_Task goal_
Which lines in the records below contain the word "works"? Report each of them.

[Stored items]
== == ==

Issue #115, opened 2026-08-24
Dash-spawned codex workers never send their report-back mail on completion


Glubiz:
## Symptom

A codex worker spawned from a dashboard session with `zirv agent <name> "<prompt>"` is supposed to report its outcome back to the spawning session by mail when it finishes (`zirv ctx inbox`). For codex workers this report-back reliably fails to arrive: the worker visibly completes its task in its pane, but the requesting session's inbox stays empty (`zirv ctx status` → `mail: 0 unread`) and no `[zirv ▸ mail]` wake-up ever fires. The operator reports this as a recurring problem across sessions.

## Observed instance (2026-08-24, zirv 2.25.x, Windows 11)

1. Claude session `0f1db298` (dash) ran `zirv agent codex "<code-review prompt>" -- --model gpt-5.6-terra` → pane `f7988311`.
2. The worker completed the review in its pane. No mail arrived; inbox empty ~10+ minutes after completion, pane still live.
3. Only after `zirv ctx nudge f7988311 --message "send your verdict via zirv ctx send --to-session 0f1db298 ..."` **plus a manual Enter in the pane** (see #114) did the worker run `zirv ctx send` and the mail arrive correctly.

Step 3 shows the mail transport itself works and the worker is willing and able to send — the failure is that the report-back contract is never actually triggered on completion.

## Likely causes (both worth checking)

1. **Delivery of the instruction** — if any part of the spawn-time "report back by mail when you finish" contract is delivered into the pane via the same input-injection path as `ctx nudge`, #114's missing-Enter bug would silently drop it for codex panes.
2. **Contract enforcement** — even with delivery fixed, nothing verifies the worker actually sent its completion mail. Options: the dash supervisor detects worker turn-completion and sends the mail on the worker's behalf (harness-side, deterministic — the supervisor already scores the transcript, so it knows when the worker finished and could extract/forward the final message), or it detects "finished but no mail sent" and re-prompts.

A harness-side completion report (option 2, supervisor-forwarded) would make the contract deterministic instead of depending on an agent remembering an instruction — worth considering as the real fix, with the prompt-layer instruction kept as the content source.

## Impact

Cross-harness delegation (`zirv agent codex ...`) from a dashboard is effectively fire-and-forget-and-poll: the spawning agent waits for mail that never comes, and a human has to notice and intervene. This breaks the documented workflow (worker "is instructed to report its outcome back to this session by mail when it finishes").

## Verification requirements for a fix

[...]

PR #116, opened 2026-08-24
fix(dash): submit pane injections reliably and remind workers to report back (#114, #115)

### LINKED ISSUE #114: zirv ctx nudge into a codex dash pane types the message but never presses Enter
## Symptom

`zirv ctx nudge <pane> --message "..."` targeting a **codex** dash pane types the message into the codex TUI's input field but never submits it: Enter is not pressed (or the CR is swallowed by the TUI), so the message sits unsent in the input box until a human presses Enter in that pane. The operator has observed this repeatedly; it silently breaks every workflow that depends on a message actually reaching a codex worker.

## Reproduction (observed 2026-08-24, zirv 2.25.x, Windows 11, dashboard session)

1. From a claude chat session running under a dashboard, spawn a codex worker: `zirv agent codex "<review prompt>" -- --model gpt-5.6-terra` → `spawned in dashboard as f7988311`.
2. Later, nudge it: `zirv ctx nudge f7988311 --message "..."` → CLI reports `queued for f7988311 (codex, dash)`.
3. Observe the pane: the message text appears in the codex input field, but is never submitted. The worker never sees it.
4. Manually press Enter in the pane → the worker immediately processes the message (in this case it then ran `zirv ctx send --to-session 0f1db298 ...` and the mail arrived as instructed).

Step 4 is the discriminator: the text delivery works, only the submit keypress is missing.

## Expected

A nudge delivered to a live codex pane reaches the agent without human interaction — the injection path must send the submitting keypress, and send it in a way the codex TUI actually registers (codex's TUI is known to swallow a CR that arrives in the same write as pasted text; the submit likely needs to be a separate, slightly delayed write, similar to bracketed-paste handling).

## Suspected area

The dash pane input-injection path (`src/commands/ctx/dash/pane.rs` / the nudge delivery in `src/commands/ctx/`), specifically the codex adapter's submit sequence. Claude panes may or may not share the flaw — needs checking; only codex panes were observed.

## Verification requirements for a fix

This is harness-facing (`ctx nudge`/dash/pane), so per repo convention the fix needs the Docker AI-feature command matrix run (ctx chat/agent/dash/mail/hook) before the PR, plus the Linux PTY test pass (`wrap::` family, non-root, `git -c core.autocrlf=false archive` export).

## Consequence

Downstream, this is the likely root cause of dash-spawned codex workers "never mailing their report back" — tracked separately (see linked issue).

Glubiz:
Fixes #114 and #115.

**#114 — pane injections never submitted in codex panes.** `zirv ctx nudge`/mail/report injections wrote the visible line and its trailing CR in one pty write; codex's TUI paste-burst heuristic folded the CR into the pasted text as a newline, so messages sat unsubmitted until a human pressed Enter. `Pane::inject_visible` now uses `write_two_phase_injection`: the labelled line, a 50ms settle gap (`INJECTION_SUBMIT_DELAY` const — deliberately not a config key, so no coupled binary/config rollout), then a lone `\r` as its own write. `last_local_input_at` is stamped after the final write so signal-less quiescence measures from the injection's end.

**#115 — dash-spawned workers never report back.** Two halves: `compose_worker_prompt` now logs a `report-back-omitted` decision event when mail is enabled but the requester id is unaddressable (previously silent); worker panes carry `report_to`/`report_reminder_sent`, and a new `report_back_reminder_sweep` injects a one-shot reminder naming the exact `zirv ctx send --to-session <id>` command into an idle worker pane that has produced output. The reminder is deliberately unconditional-once: no durable sender-side "already sent" signal exists (`mail-consumed` is logged by the recipient on read), so the wording makes a duplicate a harmless no-op.

v2.25.2. Vault updated (Ctx Supervisors, Known Issues, Decision Log, Work Journal, Active Work).

**Residual:** the live-codex behavioral proof (CR read as submit after the settle gap) needs the Docker AI-feature matrix run, which is operator-executed — unit tests pin the two-write shape and the once-only sweep semantics.


Glubiz:
## ✅ Ready to merge — CI green

All three checks pass on `0ac739b` ([run 32809798398](https://github.com/Glubiz/zirv-dynamic-cli/actions/runs/32809798398)):

| Check | Result |
| --- | --- |
| Test, Lint, and Format Check | pass (2m59s) |
| Serial Test Compatibility | pass (4m6s) |
| Version Bump Check | pass (8s) |

**Merge this PR before #117** — see the ordering note at the bottom.

---

### What this fixes

**#114 — pane injections were never submitted.** `zirv ctx nudge`, mail advisories and report-back injections wrote the visible line and its trailing `\r` in a single pty write. A codex TUI composer treats that burst as a paste and folds the `\r` into the text as a newline, so the message sat in the input box until a human pressed Enter. `Pane::inject_visible` now writes phase 1 only, stamps `injected_awaiting_turn`/`last_local_input_at` immediately, and schedules `pending_submit`; the dashboard tick drains it via `drain_pending_submits`/`Pane::submit_pending`, writing the lone `\r` as its own write. Operator keystrokes flush a pending submit first, and a failed CR write is retried rather than re-typing the line.

**#115 — dash-spawned workers never reported back.** `compose_worker_prompt` now logs a `report-back-omitted` decision event when mail is enabled but the requester id is unaddressable (previously silent), worker panes carry `report_to`/`report_reminder_sent`, and `report_back_reminder_sweep` injects one reminder naming the exact `zirv ctx send --to-session <id>` command into an idle worker pane that has produced output. Roster entries persist both fields (serde defaults keep old roster files parseable) so a restored pane keeps its report-back state; `Pane::handover` resets only the reminder flag, since a successor session should be able to be reminded once itself.

### Review history

Two review rounds ran against this branch. The first produced 7 findings, all fixed: the phase-2 failure double-type hazard and the UI-thread sleep burst (both resolved by the deferred-submit redesign rather than a patch), restored panes losing `report_to`, handover keeping a stale reminder flag, a duplicated addressability predicate, and a test helper that had drifted from the shipped path. A codex cross-review independently surfaced the same phase-2 hazard. A follow-up re-review of the fix commits returned no findings.

### One deliberate scope reduction

An earlier commit also applied the deferred submit to `wrap`'s `/compact` and mail-advisory injection. That broke two `cfg(unix)` real-pty tests, which timed out at CI's 180s hard limit rather than failing their own 15s budgets. Root cause: unlike a dash pane, the wrapped child only makes the advisory observable once its own line reader completes, which needs the CR **in-band** — and `read_until` checks its deadline only before each blocking `read()`, so a missing line hangs instead of failing fast.

Since #114/#115 are about dash panes and the wrap change came from a speculative review finding rather than an observed failure, `0ac739b` reverts the wrap half only. The dash-pane fix — the one the issues actually require — is untouched. Both wrap injection sites carry doc comments recording the residual, tracked in #118 along with the `read_until` diagnosability problem.

### Verification

- Local: build, `fmt --check`, `clippy --all-targets -D warnings` all clean; `commands::ctx::dash::` 317 passed / 0 failed; `commands::ctx::wrap::` failure-name set matches this machine's documented pre-existing Windows baseline exactly (the two T13 tests are no longer among them).
- CI: green, including the Linux PTY tests that cannot run on the dev machine.
- One CI run hit an unrelated flake in `commands::workflow::artifact::tests::a_server_command_that_exits_immediately_is_a_failure` (a stderr-capture race in a different module); re-running that job with no code change passed clean.

### Not verified here

The live behavioural proof — a real codex composer accepting the deferred `\r` as a submit — needs the Docker AI-feature command matrix, which is an operator-executed gate. Unit tests pin the two-write shape and the once-only sweep semantics; CI proves the PTY paths on Linux.

### Merge order

Merge **#116 first, then #117**. The version check compares against `main` at merge time: this PR lands 2.25.2 (main is 2.25.1) and #117 lands 2.26.0, which clears both. Merging #117 first would push `main` to 2.26.0 and make this PR fail its version check.

The source files auto-merge cleanly between the two branches. After this lands, #117 will need a small conflict resolution limited to `Cargo.toml`/`Cargo.lock` and five vault doc pages — no source conflicts.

== == ==

_Task output_
Step 3 shows the mail transport itself works and the worker is willing and able to send — the failure is that the report-back contract is never actually triggered on completion.
Step 4 is the discriminator: the text delivery works, only the submit keypress is missing.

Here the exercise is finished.